高齢者うつ病 症状

高齢者うつ病の症状の特徴

「年をとると誰でもうつっぽくなる」と言われることがありますが、一般的な老化現象とうつ病はまったく異なるものです。

 

しかし、高齢者のうつ病は、通常の診断基準に頼るだけでは見落とされてしまう可能性があります。

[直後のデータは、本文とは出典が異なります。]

PR #806, opened 2020-02-27
Moves two files to the appropriate location

yawpitch:
These two files were in the wrong directory (languages/Elm instead of languages/elm).


ErikSchierboom:
Thanks @yawpitch!

PR #819, opened 2020-02-28
[C#] Update after.md document for numbers-floating-point exercise

ErikSchierboom:


languages/csharp/exercises/concept/numbers-floating-point/.docs/after.md
```diff
@@ -1,4 +1,4 @@
-There are three floating-point types in C#: `float`, `double` and `decimal`. The most commonly used type is `double`, whereas `decimal` is normally used when working with monetary data.
+There are three floating-point types in C#: `float`, `double` and `decimal`. The most commonly used type is `double`, whereas `decimal` is normally used when working with monetary data. A `double` is defined as `2.45` or `2.45d`, a `float` as `2.45f` and a decimal as `2.45m`.
```
iHiD:
```suggestion
There are three floating-point types in C#: `float`, `double` and `decimal`. The most commonly used type is `double`, whereas `decimal` is normally used when working with monetary data. A `double` is defined with the syntax `2.45` or `2.45d`, a `float` with `2.45f` and a decimal with `2.45m`.
```

Is "defined" the right word? Rather than assigned/created/initiated, etc?

ErikSchierboom: Ah, it should be "declared"

robkeim:
Looks good to me, thanks @ErikSchierboom!

PR #825, opened 2020-02-28
[Rust] Port concept exercise numbers from C#

lewisclement:
As the title says. I welcome some feedback about the use of casting in this exercise. Is this a sensible approach when considering Rust's rigid type-checker or should it be simpler?

### DIFF
--- a/languages/rust/exercises/concept/numbers/.docs/after.md
+++ b/languages/rust/exercises/concept/numbers/.docs/after.md
@@ -1,5 +1,5 @@
 When working in Rust there are a few aspects to consider. 
-The key distinctions are the difference between integers  (numbers with no digits after the decimal separator) and floating-point numbers  (numbers with no digits after the decimal separator).
+The key distinctions are the difference between integers (numbers with no digits after the decimal separator) and floating-point numbers (numbers with no digits after the decimal separator).
 The other factor is the signedness of integers, with the option signed (positive and negative numbers, with half the integers range for negative and half for positive numbers) and unsigned (only positive numbers). 
 
 Numbers can be compared using the default comparison operators (`<`, `>`, `==`, etc.). These operators can be used in if statements to conditionally execute code.
--- a/languages/rust/exercises/concept/numbers/.docs/after.md
+++ b/languages/rust/exercises/concept/numbers/.docs/after.md
@@ -1,0 +1,7 @@
+When working in Rust there are a few aspects to consider. 
+The key distinctions are the difference between integers  (numbers with no digits after the decimal separator) and floating-point numbers  (numbers with no digits after the decimal separator).
+The other factor is the signedness of integers, with the option signed (positive and negative numbers, with half the integers range for negative and half for positive numbers) and unsigned (only positive numbers). 
+
+Numbers can be compared using the default comparison operators (`<`, `>`, `==`, etc.). These operators can be used in if statements to conditionally execute code.
+When dealing with arithmetic between different numeric types in Rust, we need to make certain all the values are of the same type.
+Casting does introduce the possibility of losing data when converting to a type of a smaller size or when casting a floating-point number to an integer.
--- a/languages/rust/exercises/concept/numbers/.docs/hints.md
+++ b/languages/rust/exercises/concept/numbers/.docs/hints.md
@@ -1,0 +1,12 @@
+## General
+- [cheats.rs - Basic Types](https://cheats.rs/#basic-types)
+- [Rust book - Scalar types](https://doc.rust-lang.org/stable/book/ch03-02-data-types.html?highlight=primitive#scalar-types)
+- [Rust reference - Integer literals](https://doc.rust-lang.org/stable/reference/tokens.html#integer-literals)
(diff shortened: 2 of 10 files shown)


languages/rust/exercises/concept/numbers/.docs/after.md
```diff
@@ -0,0 +1,7 @@
+When working in Rust there are a few aspects to consider. 
+The key distinctions are the difference between integers  (numbers with no digits after the decimal separator) and floating-point numbers  (numbers with no digits after the decimal separator).
```
efx: nitpick: double whitespaces in some places.
```suggestion
The key distinctions are the difference between integers (numbers with no digits after the decimal separator) and floating-point numbers (numbers with no digits after the decimal separator).
```

languages/rust/exercises/concept/numbers/.docs/introduction.md
```diff
@@ -0,0 +1,28 @@
...
+- 32 bits: `u32`, `i32`, `f32`
+- 64 bits: `u64`, `i64`, `f64`
+- 128 bits: `u128`, `i128`
+
+(note that there are only 32-bits and 64-bits variants for floating-point numbers)
+
+## Converting between number types
+
+Rust doesn't do any implicit type conversion. 
+This means that if you need to turn one numeric type into another, you have to explicitly write so.
```
efx:
```suggestion
This means that if you need to turn one numeric type into another, you have do so explicitly.
```

languages/rust/exercises/concept/numbers/.meta/design.md
```diff
@@ -0,0 +1,49 @@
+# Design
+
+## Goal
+
+The goal of this exercise is to teach how numbers are implemented in Rust. Because Rust doesn't have implicit casting, this automatically includes teaching about primitive bit sizes.
```
efx: "primitive bit sizes" seems like an accurate description but perhaps we add first that we are introducing students to type casting?

languages/rust/exercises/concept/numbers/src/lib.rs
```diff
@@ -0,0 +1,7 @@
+pub fn production_rate_per_hour(speed: u8) -> f64 {
+    unimplemented!("calculate hourly production rate at speed: {}", speed)
```
efx: Should we use the `todo!` macro?

languages/rust/exercises/concept/numbers/.meta/example.rs
```diff
@@ -0,0 +1,15 @@
+const PRODUCTION_RATE_DEFAULT: u32 = 221;
+
+pub fn production_rate_per_hour(speed: u8) -> f64 {
+    match speed as u32 {
+        0 => 0.0,
+        s @ 1..=4 => (PRODUCTION_RATE_DEFAULT * s) as f64,
```
efx: I'm still learning Rust so I could be *way* off here. Do students need to know about Ranges and the `@` operator within `match` expressions to solve it in this manner?

languages/rust/exercises/concept/numbers/.docs/hints.md
```diff
@@ -0,0 +1,12 @@
+## General
+- [cheats.rs - Basic Types](https://cheats.rs/#basic-types)
+- [Rust book - Scalar types](https://doc.rust-lang.org/stable/book/ch03-02-data-types.html?highlight=primitive#scalar-types)
+- [Rust reference - Integer literals](https://doc.rust-lang.org/stable/reference/tokens.html#integer-literals)
+- [Rust reference - Floating point literals](https://doc.rust-lang.org/stable/reference/tokens.html#floating-point-literals)
+
+## Calculate the production rate per second
+- Determining the success rate can be done through a [conditional statement](https://doc.rust-lang.org/stable/book/ch03-05-control-flow.html#if-expressions) or with [pattern matching](https://doc.rust-lang.org/stable/book/ch18-01-all-the-places-for-patterns.html#match-arms).
+- As Rust only allows multiplication between values of the same type, some [casting](https://doc.rust-lang.org/rust-by-example/types/cast.html) will have to be done.
```
efx: These are great hints. I'm wondering if we should use the term "type casting" throughout instead of just "casting". e.g. to make it more explicit and possibly consistent with discussions in other languages and learning materials.

languages/rust/exercises/concept/numbers/.meta/example.rs
lewisclement: Quite possibly. Maybe it's a good idea to add another example that uses if's. This does throw a wrench in the wheels when it comes to a minimal amount of sensible solutions. We may have to check for conditionals and different implementations of pattern matching.

languages/rust/exercises/concept/numbers/src/lib.rs
lewisclement: Could, but the existing exercises all use unimplemented too. They both make sense in the context.

languages/rust/exercises/concept/numbers/.meta/example.rs
efx: Good point. We can get back to that as I don't want to block progress.

PR #840, opened 2020-02-29
[Python] Organize concepts, eliminate duplication

yawpitch:
Breaks all the concepts out into their own files and establishes a hierarchy for the concepts that hasn't been there. Hopefully this will make it easier for us to identify concepts to spec out as exercises.

**LOTS** of TODO listings in the individual files; we'll need collective effort to clean them up and properly cross reference everything.


yawpitch:
@BethanyG this also took off from your list posted on Slack.

yawpitch:
To those reading: I felt a bit odd using my own blog post as a reference for the various keywords, but they're _not_ very well documented individually on python.org, which I why I wrote the post to begin with.

languages/python/reference/concepts/argument_unpacking.md
```diff
@@ -0,0 +1,6 @@
+# Argument unpacking
+
+TODO: ADD MORE
+
+- the example solution for this exercise uses `splat` (`*`) to unpack rows for the `zip()` function. [matrix](../exercise-concepts/matrix.md)
```
cmccandless: I never knew the names for the `splat` and `splatty-splat` operators before. I love Python.

yawpitch: The first is in more common usage ... I'm not sure I'd put money on the second.

yawpitch:
> LGTM. I think the instances where @yawpitch's blog is used as a reference are fine, but should be replaced with official documentation when/if it becomes available, as official docs are _more_ likely to be updated on changes to behavior than old blog articles.

I certainly make no warranties about keeping that post perpetually up to date ... though keywords change rarely, so I doubt it will drift too much over the next few versions.

languages/python/reference/concepts/argument_unpacking.md
cmccandless: Quick searching shows `double-splat` is probably more common.

languages/python/reference/concepts/builtin_types/list.md
```diff
@@ -1,9 +1,19 @@
 # `list`
 
+Lists are dynamic arrays that can be resized by Python at runtime. They are homogenous, meaning they are able to hold any data type, including other lists,  and can even contain themselves (recursive data structures are relatively simple in Python).
```
BethanyG: >Lists are dynamic arrays that can be resized by Python at runtime. They are homogenous, meaning they are able to hold any data type, including other lists,  and can even contain themselves (recursive data structures are relatively simple in Python).

I *think* this usage should be heterogeneous - meaning "can contain different data types".  Lists can be both homogenous or heterogeneous ....but you need an `array` to _enforce_  homogeneity.

yawpitch: Woops, that was me typing way too late in the evening... I’ll fix that one.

高齢者では、典型的なうつ病の症状を示す人は1/3から1/4しかいないと言われています。

 

症状の一部がとくに強く現れたり、逆に一部が弱くなったりしていることが多いので注意が必要です。

 

高齢者のうつ病の特徴として、次のような点が指摘されています。

・症状がそろっていないうつ病の頻度が高く見逃されやすい。

 

・悲哀の訴えが少なく、気分低下やうつ思考が目立たない。

 

・意欲や集中力の低下、精神運動遅延が目立つ。

 

・健康状態が悪く、気分の低下、認知機能障害、意欲低下が見られる患者ではうつを疑うべきである。

 

・心気的な訴えが多い。

 

・記憶力の衰えに関する訴え(「ものおぼえが悪くなった」「物忘れが増えた」)がうつ病を示唆する重要な症状である可能性がある。

 

・抑うつ気分と記憶に関する主観的な訴えとは強く関連している。とくに65-75歳の比較的「若い」高齢者でその傾向が強い。認知症外来を受診する患者の5人に1人はうつ病性障害であるといわれている。

 

・軽症のうつ病は、身体的な不健康と関係があり、意欲・集中力の低下や認知機能の低下がみられることが多い。

 

・高齢者のうつ病は軽症に見えても中核的なうつ病に匹敵するような機能の低下がみられることが多く、中核的なうつ病に発展することも多い。したがって、うつ病の症状が軽そうに見えるからといって決して軽視してはならない。 

 

・器質的原因、薬物起因性のうつ病は若年者よりも高齢者で多い。 

 

・脳血管性病変に関連する「血管性うつ病」の存在が考えられており、脳血管性障害の患者はうつ病の可能性が高い。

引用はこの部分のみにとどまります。